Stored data
▶

PR #8450, opened 2026-07-02
[CI] Add inline documentation to workflow Maven commands

### LINKED ISSUE #8449: Add inline documentation to CI workflow Maven commands
The CI workflow Maven invocations have accumulated many non-obvious flags. Add YAML comments explaining what each flag does and why it's there, to help developers understand and maintain the CI configuration.

paoloantinori:
## Summary

Add YAML comments to all CI workflow Maven commands explaining non-obvious flags. Documentation-only — no behavioral changes.

## Motivation

The CI optimization work over the past two weeks introduced many flags across 6 workflow files. Without comments, the rationale for flags like `-Daether.syncContext.named.factory=noop` or `-T 0.5C` (vs the default `-T 1C`) is not obvious to developers maintaining these workflows.

## What's documented

| Flag | Explanation |
|------|-------------|
| `-T 0.5C` | Overrides `.mvn/maven.config`'s `-T 1C` for memory-heavy packaging |
| `-T 1` | Overrides `-T 1C` to prevent module ordering issues with examples |
| `-Daether.syncContext.named.factory=noop` | Prevents Maven 3.9+ resolver lock deadlocks under parallel builds |
| `-DcliSkipNative` | Skips GraalVM native-image (separate CLI verification job handles it) |
| `-DskipCommitIdPlugin=false` | Generates git commit metadata for Docker image |
| `-Dsurefire.rerunFailingTestsCount=2` | Auto-retries flaky tests up to 2 times |
| `-Dsurefire.failIfNoSpecifiedTests=false` | Allows empty test filter matches per shard |
| `-Dmaven.wagon.http*` | Limits HTTP connections and retries downloads |
| Operator Makefile `-T1` | Operator `@QuarkusTest` tests require sequential execution |

Closes #8449

## Test plan

- [ ] No behavioral changes — only YAML comments added
- [ ] CI passes (comments don't affect execution)

### DIFF
--- a/.github/workflows/operator.yaml
+++ b/.github/workflows/operator.yaml
@@ -37,7 +37,7 @@ jobs:
           distribution: temurin
           cache: maven
 
-      # Build operand (app + docker) and operator OLM tests. Changes in the current PR must be reflected.
+      # Build operand (app + docker) and operator OLM tests, so downstream tests reflect changes in the current PR.
       # -Dfull: include all optional modules needed for the Docker image
       # -Daether.syncContext.named.factory=noop: prevent Maven 3.9+ resolver lock deadlocks under -T
       - name: Build
@@ -158,7 +158,7 @@ jobs:
           docker push "$IMAGE"
 
       # Makefile enforces -T1 (single-threaded) because operator @QuarkusTest tests require sequential execution.
-      # -Daether.syncContext.named.factory=noop: prevent Maven 3.9+ resolver lock deadlocks
+      # -Daether.syncContext.named.factory=noop: prevent Maven 3.9+ resolver lock deadlocks under -T
       - name: Build and run local tests on Minikube
         working-directory: operator
         run: |
--- a/.github/workflows/operator.yaml
+++ b/.github/workflows/operator.yaml
@@ -37,7 +37,9 @@ jobs:
           distribution: temurin
           cache: maven
 
-      # We need to build the operand image as well as the operator, otherwise the tests would not reflect changes in the current PR.
+      # Build operand (app + docker) and operator OLM tests. Changes in the current PR must be reflected.
+      # -Dfull: include all optional modules needed for the Docker image
+      # -Daether.syncContext.named.factory=noop: prevent Maven 3.9+ resolver lock deadlocks under -T
       - name: Build
         run: ./mvnw -B clean package -Dfull -pl app,distro/docker,operator/olm-tests -am -Pprod -DskipTests -Dmaven.javadoc.skip -Daether.syncContext.named.factory=noop
 
@@ -155,6 +157,8 @@ jobs:
           docker push "$REGISTRY_GITOPS_SYNC_IMAGE"
           docker push "$IMAGE"
 
+      # Makefile enforces -T1 (single-threaded) because operator @QuarkusTest tests require sequential execution.
+      # -Daether.syncContext.named.factory=noop: prevent Maven 3.9+ resolver lock deadlocks
       - name: Build and run local tests on Minikube
         working-directory: operator
         run: |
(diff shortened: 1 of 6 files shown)


.github/workflows/operator.yaml
```diff
@@ -37,7 +37,9 @@ jobs:
           distribution: temurin
           cache: maven
 
-      # We need to build the operand image as well as the operator, otherwise the tests would not reflect changes in the current PR.
+      # Build operand (app + docker) and operator OLM tests. Changes in the current PR must be reflected.
```
EricWittmann: The rewrite is more precise about *what* is built (correctly naming `operator/olm-tests` instead of "the operator"), but it loses the causal *why* that the old comment had: "otherwise the tests would not reflect changes in the current PR."

The new wording ("Changes in the current PR must be reflected") states a requirement imperatively but doesn't explain what breaks if this step is removed.

Suggestion:
```suggestion
      # Build operand (app + docker) and operator OLM tests, so downstream tests reflect changes in the current PR.
```

.github/workflows/operator.yaml
```diff
@@ -155,6 +157,8 @@ jobs:
           docker push "$REGISTRY_GITOPS_SYNC_IMAGE"
           docker push "$IMAGE"
 
+      # Makefile enforces -T1 (single-threaded) because operator @QuarkusTest tests require sequential execution.
+      # -Daether.syncContext.named.factory=noop: prevent Maven 3.9+ resolver lock deadlocks
```
EricWittmann: This instance (and the matching one in `verify-extras.yaml` line 234) says "prevent Maven 3.9+ resolver lock deadlocks" — but seven other instances across the PR include the suffix "under -T". Since `.mvn/maven.config` sets `-T 1C` globally, the "under -T" context is accurate here too.

```suggestion
      # -Daether.syncContext.named.factory=noop: prevent Maven 3.9+ resolver lock deadlocks under -T
```

.github/workflows/verify-extras.yaml
```diff
@@ -225,4 +228,8 @@ jobs:
 
       - name: Build Apicurio Registry with Examples
         run: |
+          # -T 1: single-threaded (overrides .mvn/maven.config's -T 1C to prevent module ordering issues with examples)
+          # -Pexamples: activates the examples profile (builds example applications)
+          # -Dassembly.skipAssembly=true: skip archive generation (not needed for example compilation)
+          # -Daether.syncContext.named.factory=noop: prevent Maven 3.9+ resolver lock deadlocks
```
EricWittmann: Same inconsistency as in `operator.yaml` — missing the "under -T" suffix that the other seven instances include.

```suggestion
          # -Daether.syncContext.named.factory=noop: prevent Maven 3.9+ resolver lock deadlocks under -T
```

EricWittmann (commented):
Nice docs PR — the flag explanations are accurate and well-structured. Two minor consistency nits below.

paoloantinori:
@EricWittmann All 3 nits addressed in commit dbdcfec:

1. Restored causal "why" — "so downstream tests reflect changes in the current PR"
2. Added "under -T" suffix to operator.yaml noop comment
3. Added "under -T" suffix to verify-extras.yaml noop comment

EricWittmann (approved):
Looks good — clean, accurate documentation that will genuinely help the next person maintaining these workflows.

Verified the key claims (`.mvn/maven.config` `-T 1C`, operator Makefile `-T1`, noop flag rationale) and confirmed the "under -T" suffix is now consistent across all instances. CI failures are unrelated infrastructure issues.

One tiny observation for the record: the noop comment on the Minikube step (operator.yaml line 158) says "under -T" but that step runs single-threaded via Makefile `-T1`, so the deadlock risk doesn't actually apply there — the flag is just defensive. Not worth changing.

carlesarnal (approved):
LGTM — comments are accurate and useful. Good reference for anyone debugging CI failures.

◀

**Exercise**
Which of the lines above contain "threaded"? Return them all.

**Response to this task**
       # Makefile enforces -T1 (single-threaded) because operator @QuarkusTest tests require sequential execution.
+      # Makefile enforces -T1 (single-threaded) because operator @QuarkusTest tests require sequential execution.
+      # Makefile enforces -T1 (single-threaded) because operator @QuarkusTest tests require sequential execution.
+          # -T 1: single-threaded (overrides .mvn/maven.config's -T 1C to prevent module ordering issues with examples)
One tiny observation for the record: the noop comment on the Minikube step (operator.yaml line 158) says "under -T" but that step runs single-threaded via Makefile `-T1`, so the deadlock risk doesn't actually apply there — the flag is just defensive. Not worth changing.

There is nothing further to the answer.